We study the asymptotical compatibility of the Fourier spectral method in multidimensional space for the Nonlocal Ohta-Kawasaka (NOK) model, which is proposed in our previous work. By introducing the Fourier collocation discretization for the spatial variable, we show that the asymptotical compatibility holds in 2D and 3D over a periodic domain. For the temporal discretization, we adopt the second-order backward differentiation formula (BDF) method. We prove that for certain nonlocal kernels, the proposed time discretization schemes inherit the energy dissipation law. In the numerical experiments, we verify the asymptotical compatibility, the second-order temporal convergence rate, and the energy stability of the proposed schemes. More importantly, we discover a novel square lattice pattern when certain nonlocal kernel are applied in the model.
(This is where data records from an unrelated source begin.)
PR #4448, opened 2024-04-11
RW-12371 Fix a bug when runtime fail to delete

Qi77Qi:
https://precisionmedicineinitiative.atlassian.net/browse/RW-12371

We had a support ticket when a user attempted to delete a dataproc cluster on 4/4. And leo transitioned the cluster to `ERROR` status because deletion timed out (there was an internal server error on dataproc side). User assumed the cluster is gone, and surprised by the unexpected extra spend when they looked at cloud cost.

This PR makes it so that if an error happens when a cluster is in `Deleting` status, `failedRuntime` function won't mark it as `ERROR`.

__Jira ticket__: https://precisionmedicineinitiative.atlassian.net/browse/RW-12371

### What

-

### Why

-

### What to test

- 

### Who tested and where

- [ ] I validated this change 

### DIFF
--- a/http/src/main/scala/org/broadinstitute/dsde/workbench/leonardo/monitor/BaseCloudServiceRuntimeMonitor.scala
+++ b/http/src/main/scala/org/broadinstitute/dsde/workbench/leonardo/monitor/BaseCloudServiceRuntimeMonitor.scala
@@ -193,7 +193,7 @@ abstract class BaseCloudServiceRuntimeMonitor[F[_]] {
         )
         _ <- clusterQuery.detachPersistentDisk(runtimeAndRuntimeConfig.runtime.id, ctx.now).transaction
         _ <- curStatus match {
-          case RuntimeStatus.Deleted =>
+          case RuntimeStatus.Deleted | RuntimeStatus.Deleting =>
             logger.info(ctx.loggingCtx)(
               s"failedRuntime: not moving runtime with id ${runtimeAndRuntimeConfig.runtime.id} because it is in ${curStatus} status."
             )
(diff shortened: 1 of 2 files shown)


yonghaoy (approved):
Thanks! I think this week we saw a similar issue in GKE app.

LizBaldo:
We unfortunately do not have access to the JIRA ticket so I am not sure if there is extra context in there. But my question is what advantage of leaving the runtime in `deleting` provides? If the runtime is in an `error` state then the user can try to delete it again, which won't be possible with a deleting runtime. And if the underlying resource has been deleted in the cloud, then the cron job should pick it up either way.

Also if I am slow to respond, feel free to tag the @DataBiosphere/broad-interactive-analysis group on Github so that any of us can see the PR

http/src/main/scala/org/broadinstitute/dsde/workbench/leonardo/monitor/BaseCloudServiceRuntimeMonitor.scala
```diff
@@ -193,7 +193,7 @@ abstract class BaseCloudServiceRuntimeMonitor[F[_]] {
         )
         _ <- clusterQuery.detachPersistentDisk(runtimeAndRuntimeConfig.runtime.id, ctx.now).transaction
         _ <- curStatus match {
-          case RuntimeStatus.Deleted =>
+          case RuntimeStatus.Deleted | RuntimeStatus.Deleting =>
```
lucymcnatt, line 196: my worry with this is that then a runtime will be stuck in deleting, moving the runtime to error allows a user to then delete the runtime

Qi77Qi: that's a good point...maybe we can think about making the error msg a bit better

In addition, our numerical experiments confirm the existence of an upper bound for the optimal number of bubbles in 2D for some specific nonlocal kernels. Finally, we numerically explore the promotion/demotion effect induced by the nonlocal horizon, which is consistent with the theoretical studies presented in our earlier work.

翻译：本文研究了多维空间中非局部Ohta-Kawasaki（NOK）模型（该模型由我们前期工作提出）的傅里叶谱方法渐近相容性。通过引入空间变量的傅里叶配置离散化，我们证明了在周期域上的二维和三维情形下渐近相容性成立。在时间离散方面，我们采用二阶后向差分公式（BDF）方法，并证明对于特定非局部核函数，所提出的时间离散格式保持能量耗散律。数值实验验证了所提格式的渐近相容性、二阶时间收敛率以及能量稳定性。更重要的是，我们发现当模型采用某些非局部核函数时会产生新颖的方晶格图案。此外，数值实验证实了在特定非局部核函数作用下二维空间最优气泡数目存在上界。最后，我们通过数值方法探究了非局部作用域所诱发的促进/抑制效应，这一结果与我们前期工作中的理论研究相吻合。